***** Data extracts

PR #64, opened 2015-12-08
Include state param in authentication URL

zacstewart:
* Encodes query parameters using `URI` instead of string interpolation
* Includes state query param as document [here](https://nylas.com/docs/#server_side_explicit_flow)

### DIFF
--- a/lib/inbox.rb
+++ b/lib/inbox.rb
@@ -123,6 +123,9 @@ module Inbox
         'login_hint' => login_hint,
         'redirect_uri' => redirect_uri
       }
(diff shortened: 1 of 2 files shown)


zacstewart:
Jesus. Just realized #51 does exactly this

khamidou:
@zacstewart , thanks for taking sending this pull request! I ended merging a slightly different [solution](https://github.com/nylas/nylas-ruby/commit/c6617d42780a1deb60f240c7495598b1406edae0). It should be available soon on rubygems.

Karim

**********

= What to work on =
Select every line in the material above where the string "query" occurs, and copy it.

= Finished task =
* Encodes query parameters using `URI` instead of string interpolation
* Includes state query param as document [here](https://nylas.com/docs/#server_side_explicit_flow)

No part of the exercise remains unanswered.